BEGIN INPUT

Issue #1986, opened 2018-01-12
Implement json_rpc plugin option to dump all API request and responses


vogel76:
Option should dump data in a form matching scheme of API automatic tests suite (see #1567) to be able automatically generate test inputs and initial patterns ie by using a condenser connected to given steemd instance.

All changes are done in state_model_opts2 branch, must be separated to dedicated branch and rebased according to current develop status.

mvandeberg:
The plugin used to do an idump of all accepted requests. Let's add that back with a custom logger (see p2p code) so that we can specify a log location in the config file.

PR #1989, opened 2018-01-12
1986 dump api call request and response

mkochanowicz:
Issue #1986


mkochanowicz:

END INPUT

## [EXERCISE GOAL]
Out of the preceding entries, pull each line that contains the word "plugin".

## [RESULT]
Implement json_rpc plugin option to dump all API request and responses
The plugin used to do an idump of all accepted requests. Let's add that back with a custom logger (see p2p code) so that we can specify a log location in the config file.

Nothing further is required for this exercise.